# Tips for buying used?



## beardown34 (Jan 22, 2014)

What good tips have you guys accumulated for looking for used snowblowers?

Best time of year to buy?

Better on Craigslist or hunting down garage sales?

If someone lists a single stage for $300, how low of an initial offer would you start with?

Do lawn/snow companies that sell used blowers tend to discount during certain times of the year?

Obviously dead of winter is a bad time to try to get a great deal. But is there more leverage to get a bargain in march-ish after the snow stops, or mid summer like July-ish?


----------



## Kiss4aFrog (Nov 3, 2013)

Best time of year, when it's warm. Price might be less and seller more negotiable when there isn't a foot or two on the ground and another on the way. When it's warmer you are willing to take a better look and your fingers work better.

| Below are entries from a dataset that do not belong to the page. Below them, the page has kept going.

PR #19, opened 2017-11-16
Fix index response times increasing with many uploads

### LINKED ISSUE #18: Chartmuseum cannot hold a constant response time when latency to storage is high
This was discussed in the #chartmuseum slack channel.

On Google Cloud Storage, we are running chartmuseum with around 60 charts and their versions. This makes about 800 versioned charts. The index update is causing latency problems in presence of new uploads. The server cannot keep up, and response times keep getting higher and higher, caused by a threading "bubble effect". This happens when the latency to storage is very high. It can also happen if the index is big.

Here is what happens currently:

Someone posts a new chart to storage.

1) /index.yaml detects the change
2) chartmuseum wants to recalculate the diff
3) another /index.yaml comes in (while 1) is not fninished),
   goto 2)

You see the picture. Every other index (while the first one is being calculated) is in wait state to redo the update, causing accumulated waits.

This issue is to track an upcoming PR which fixes the problem.

davidovich:
Index regeneration before this PR was causing a concurrency pile-up when
many requests were coming in at a fast pace.  This was causing the time
to return /index to always increase. The behavior was observed on a high
latency connection to Google Cloud Storage, but would also occur with
other network stores.

With this PR, the regeneration time is constant and thus the serving of
index.yaml is also constant.

The implementation takes a general approach to first make initial
network requests (to satisfy the object list from storage) and to pile
up subsequent requests while the initial one is being completed. The
same algorithm is used to update the in-memory cached index.  Note that
these requests need not be protected by a lock because they are only
ever executing on their own. See server.getChartList() for the
implementaion of this idea.

A refactor was needed to separate the fetch from the diff calculation to
allow separate calling of the network heavy operations. While doing so,
we also removed redundant calls to storage file list update.

Also made small low-hanging fruit style optimisations to index
manipulations.

Added request ID to all requests for better debugging. This will be
visible with the --debug flag. This was indispensable to diagnose
complex concurrent processing.

To test the before and after state, we have added the use of the
locusti.io loadtesting engine. A simple README in the loadtesting/
directory shows how to install locust (with pipenv) and loadtest
chartmuseum. This will prove useful in the future.

Fixes #18

### DIFF
--- a/Makefile
+++ b/Makefile
@@ -4,6 +4,7 @@ REVISION := $(shell git rev-parse --short HEAD;)
 
 HAS_GLIDE := $(shell command -v glide;)
 HAS_PIP := $(shell command -v pip;)
+HAS_PIPENV := $(shell command -v pipenv;)
 HAS_VENV := $(shell command -v virtualenv;)
 HAS_GOVIZ := $(shell command -v goviz;)
 HAS_DOT := $(shell command -v dot;)
@@ -57,6 +58,14 @@ test: setup-test-environment
 .PHONY: testcloud
 testcloud: export TEST_CLOUD_STORAGE=1
 testcloud: test
+
+.PHONY: startloadtest
+startloadtest:
+ifndef HAS_PIPENV
+	@sudo pip install pipenv
+endif
+	@cd loadtesting && pipenv install
+	@cd loadtesting && pipenv run locust --host http://localhost:8080
 
 .PHONY: covhtml
 covhtml:
--- a/Makefile
+++ b/Makefile
@@ -17,12 +17,23 @@ endif
 	@glide install --strip-vendor
 
 .PHONY: build
-build: export GOARCH=amd64
-build: export CGO_ENABLED=0
-build:
-	@GOOS=linux  go build -v -i --ldflags="-w -X main.Version=$(VERSION) -X main.Revision=$(REVISION)" \
+build: build_linux build_mac build_windows
+
+build_windows: export GOARCH=amd64
+build_windows:
+	@GOOS=windows go build -v --ldflags="-w -X main.Version=$(VERSION) -X main.Revision=$(REVISION)" \
+	    -o bin/windows/amd64/chartmuseum cmd/chartmuseum/main.go  # windows
+
+build_linux: export GOARCH=amd64
+build_linux: export CGO_ENABLED=0
+build_linux:
+	@GOOS=linux go build -v --ldflags="-w -X main.Version=$(VERSION) -X main.Revision=$(REVISION)" \
 	    -o bin/linux/amd64/chartmuseum cmd/chartmuseum/main.go  # linux
-	@GOOS=darwin go build -v -i --ldflags="-w -X main.Version=$(VERSION) -X main.Revision=$(REVISION)" \
+
+build_mac: export GOARCH=amd64
+build_mac: export CGO_ENABLED=0
+build_mac:
+	@GOOS=darwin go build -v --ldflags="-w -X main.Version=$(VERSION) -X main.Revision=$(REVISION)" \
 	    -o bin/darwin/amd64/chartmuseum cmd/chartmuseum/main.go # mac osx
 
 .PHONY: clean
--- a/Makefile
+++ b/Makefile
@@ -10,6 +10,8 @@ HAS_GOVIZ := $(shell command -v goviz;)
 HAS_DOT := $(shell command -v dot;)
 HAS_AWS := $(shell command -v aws;)
 
+CM_LOADTESTING_HOST ?= http://localhost:8080
+
 .PHONY: bootstrap
 bootstrap:
 ifndef HAS_GLIDE
@@ -65,7 +67,7 @@ ifndef HAS_PIPENV
 	@sudo pip install pipenv
 endif
 	@cd loadtesting && pipenv install
-	@cd loadtesting && pipenv run locust --host http://localhost:8080
+	@cd loadtesting && pipenv run locust --host $(CM_LOADTESTING_HOST)
 
 .PHONY: covhtml
 covhtml:
--- a/pkg/chartmuseum/server.go
+++ b/pkg/chartmuseum/server.go
@@ -4,7 +4,9 @@ import (
 	"context"
 	"fmt"
 	"regexp"
+	"strconv"
 	"sync"
+	"sync/atomic"
 	"time"
 
 	"github.com/kubernetes-helm/chartmuseum/pkg/repo"
@@ -27,20 +29,30 @@ type (
 	Router struct {
 		*gin.Engine
 	}
-
+	fetchedObjects struct {
+		objects []storage.Object
+		err     error
+	}
+	indexRegeneration struct {
+		index *repo.Index
+		err   error
+	}
 	// Server contains a Logger, Router, storage backend and object cache
 	Server struct {
-		Logger                 *Logger
-		Router                 *Router
-		RepositoryIndex        *repo.Index
-		StorageBackend         storage.Backend
-		StorageCache           []storage.Object
-		StorageCacheLock       *sync.Mutex
-		AllowOverwrite         bool
-		TlsCert                string
-		TlsKey                 string
-		ChartPostFormFieldName string
-		ProvPostFormFieldName  string
+		Logger                  *Logger
+		Router                  *Router
+		RepositoryIndex         *repo.Index
+		StorageBackend          storage.Backend
+		StorageCache            []storage.Object
+		regenerationLock        *sync.Mutex
+		fetchedObjectsLock      *sync.Mutex
+		fetchedObjectsChans     []chan fetchedObjects
+		regeneratedIndexesChans []chan indexRegeneration
+		AllowOverwrite          bool
+		TlsCert                 string
+		TlsKey                  string
+		ChartPostFormFieldName  string
+		ProvPostFormFieldName   string
 	}
 
 	// ServerOptions are options for constructing a Server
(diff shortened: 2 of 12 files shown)


davidovich:
@jdolitsky Would be nice to have your review on this, thank you. 😃

Makefile
```diff
@@ -17,12 +17,23 @@ endif
...
 .PHONY: build
-build: export GOARCH=amd64
-build: export CGO_ENABLED=0
-build:
-	@GOOS=linux  go build -v -i --ldflags="-w -X main.Version=$(VERSION) -X main.Revision=$(REVISION)" \
+build: build_linux build_mac build_windows
+
+build_windows: export GOARCH=amd64
+build_windows:
+	@GOOS=windows go build -v --ldflags="-w -X main.Version=$(VERSION) -X main.Revision=$(REVISION)" \
```
jdolitsky: we will want to add something to the README for how to download/install the windows binary from S3

pkg/chartmuseum/server.go
```diff
@@ -27,20 +29,30 @@ type (
...
 	}
-
+	fetchedObjects struct {
+		objects []storage.Object
+		err     error
+	}
+	indexRegeneration struct {
+		index *repo.Index
+		err   error
+	}
```
jdolitsky: lets order stuff starting with lowercase either above or below uppercase, just not in the middle

pkg/chartmuseum/server.go
```diff
@@ -27,20 +29,30 @@ type (
...
-		TlsCert                string
-		TlsKey                 string
-		ChartPostFormFieldName string
-		ProvPostFormFieldName  string
+		Logger                  *Logger
+		Router                  *Router
+		RepositoryIndex         *repo.Index
+		StorageBackend          storage.Backend
+		StorageCache            []storage.Object
+		regenerationLock        *sync.Mutex
```
jdolitsky: same here (lowercase)

pkg/chartmuseum/server.go
```diff
@@ -127,7 +139,8 @@ func NewServer(options ServerOptions) (*Server, error) {
 		RepositoryIndex:        repo.NewIndex(options.ChartURL),
 		StorageBackend:         options.StorageBackend,
 		StorageCache:           []storage.Object{},
-		StorageCacheLock:       &sync.Mutex{},
+		regenerationLock:		&sync.Mutex{},
```
jdolitsky: formatting issue. should run through gofmt

pkg/chartmuseum/server.go
```diff
@@ -181,22 +199,81 @@ func loggingMiddleware(logger *Logger) gin.HandlerFunc {
 	}
 }
 
-func (server *Server) syncRepositoryIndex() error {
-	_, diff, err := server.listObjectsGetDiff()
-	if err != nil {
-		return err
+// getChartList fetches from the server and accumulates concurrent requests to be fulfilled
```
jdolitsky: should be block-style comment

pkg/chartmuseum/server.go
```diff
@@ -207,94 +284,84 @@ func (server *Server) listObjectsGetDiff() ([]storage.Object, storage.ObjectSlic
...
-	}
-
-	index := &repo.Index{
-		IndexFile: server.RepositoryIndex.IndexFile,
-		Raw:       server.RepositoryIndex.Raw,
-		ChartURL:  server.RepositoryIndex.ChartURL,
-	}
+func (server *Server) regenerateRepositoryIndexWorker(diff storage.ObjectSliceDiff, storageObjects []storage.Object, reqID string) (*repo.Index, error) {
+	server.Logger.Debugf("(%s) Regenerating index.yaml", reqID)
+    index := &repo.Index{
```
jdolitsky: formatting

pkg/chartmuseum/server.go
```diff
@@ -207,94 +284,84 @@ func (server *Server) listObjectsGetDiff() ([]storage.Object, storage.ObjectSlic
...
 }
 
-func (server *Server) removeIndexObject(index *repo.Index, object storage.Object) error {
+func (server *Server) removeIndexObject(index *repo.Index, object storage.Object, reqID string) error {
 	chartVersion, err := server.getObjectChartVersion(object, false)
 	if err != nil {
 		return server.checkInvalidChartPackageError(object, err, "removed")
 	}
-	server.Logger.Debugw("Removing chart from index",
+	server.Logger.Debugw(fmt.Sprintf("(%s) Removing chart from index", reqID),
```
jdolitsky: requestID should be passed the Debugw similar to name and version below (in all instances)

pkg/repo/index_test.go
```diff
@@ -65,10 +65,13 @@ func (suite *IndexTestSuite) TestRemove() {
 		for i := 5; i < 10; i++ {
 			chartVersion := getChartVersion(name, i, now)
 			suite.Index.RemoveEntry(chartVersion)
+			suite.Empty(suite.Index.HasEntry(chartVersion))
```
jdolitsky: formatting

scripts/setup_test_environment.sh
```diff
@@ -14,7 +14,9 @@ export PATH="$PWD/testbin:$PATH"
 export HELM_HOME="$PWD/.helm"
 
 main() {
-    check_env_vars
+    if [[ $TEST_CLOUD_STORAGE == 1 ]]; then
```
jdolitsky: nice addition!

pkg/chartmuseum/server.go
davidovich: Yes, this is how I implemented it first. But it made it harder to link the different requests together. Having a prefix request id makes it easy to see at a glance (without scanning to the right), the ids are all aligned.

pkg/chartmuseum/server.go
davidovich: Yes, this is how I implemented it first. But it made it harder to link the different requests together. Having a prefix request id makes it easy to see at a glance (without scanning to the right), the ids are all aligned.

The result is this:

```
(455) Removing chart from index ...
```

instead of this: 

```
Removing chart from index  { "Request ID": 455, "name" : "", "version": 0.0.0 }
```

I'll do what you prefer.

pkg/chartmuseum/server.go
```diff
@@ -154,11 +168,15 @@ func (server *Server) Listen(port int) {
 }
 
 func loggingMiddleware(logger *Logger) gin.HandlerFunc {
+	var requestID int64
 	return func(c *gin.Context) {
+		reqID := strconv.FormatInt(atomic.AddInt64(&requestID, 1), 10)
```
jdolitsky: What do these end up looking like?  like `"Request ID": 455` ? Will this result in collisions?

pkg/chartmuseum/server.go
jdolitsky: Ok, let do both then. Its useful to be able to parse when using `--log-json`. Can we specify `"reqID": 455` vs `"Request ID": 455`?

Also we may want to send this back in a response header such as `X-ChartMuseum-ID` (we can do this later).

davidovich: ok, I'll do that.

pkg/chartmuseum/server.go
davidovich: Yes, this is the source of all requests, so the id's are unique. 1 to 2^64, I don't think there will be collisions (unless you get 100 req per second for 361 billion years :-)). Joking aside, no you won't get collisions because of the atomic increment for each request.

pkg/chartmuseum/server.go
davidovich: done.

pkg/chartmuseum/server.go
jdolitsky: Still, we probably want some sort of hash no? If the server is restarted, the first incoming request ID is "1", which will have been used for first request last time service started.

Also, if CM is run on multiple replicas, the "1" may be seen X times

jdolitsky:
Just got locust up and running btw, very cool :+1:
What values are you guys using for # of users and hatch rate?

jdolitsky:
FYI - just found this as well:
https://github.com/atarantini/ginrequestid

Looks like it gens a RequestID and puts it in the header too.

jdolitsky:
Also https://github.com/rs/xid

pkg/chartmuseum/server.go
davidovich: Yes, you are right, and I now see your point of view. I was not using the request-id for other purposes than in-process identification, so my joke was misplaced. How did you envision the utility of a globally unique request id (on the headers eventually) in chartmuseum ? From the debugging point of view, a uuid type of request-id would not be very practical in the current output in the logs (too long).

jdolitsky: I agree actually, which is why I suggested adding it as a k/v instead of log message prefix. The header would essentially be for tracking/debugging purposes, so you could match server-side logs to client requests.

Have you heard of jq? https://stedolan.github.io/jq/

If the logs are in JSON using `--log-json` option, you can pipe them to jq and format them however you want in the case that you are trying to debug request IDs visually

davidovich: Yes, jq is excellent. But I must admit that my itch was soothed once I got the incremental ids (for debugging concurrency). I think using jq would have slowed the iteration process for me at the moment. Would you mind if we opened an issue to implement the more global request-id as you want it ? I think it is not the core of what this PR is about.

davidovich:
> What values are you guys using for # of users and hatch rate?

I did a 30 users and 2 users per second. But this was only to have enough concurrency on my system. I didn't do a real upper limit stress test because our backend network is not able to hold the charge.

pkg/chartmuseum/server.go
jdolitsky: ^ yes, good idea

Issue #21, opened 2017-11-22
proposal: Add X-Request-Id header


jdolitsky:
With recent changes (#19) each request is assigned a numeric "RequestId" in order to easily group log lines tied to a request.

My suggestion is to take this one step further, and send the RequestId to the client in the`X-Request-Id` HTTP header for further debugging, correlating client-side requests to associated log lines.

I'd also like to propose using a UUID instead of integer to prevent collisions across replicas.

Best time for a deal is anytime you are looking. Even with big snows and more coming there are guys whos blower breaks, something small and it's the excuse to get the shiny big new one and come get this junk. I picked up a riding tractor that "this" was the guys last straw. The only thing wrong is the wire to engage the PTO so it'd cut grass came loose. Plugged it in and cut the lawn. Trick is to take the best look at it you can so you know what you're getting and then figure what it's worth.
I didn't know that wire was loose I was just given a take it or leave it price and I gambled. That could have been ugly if it was something serious.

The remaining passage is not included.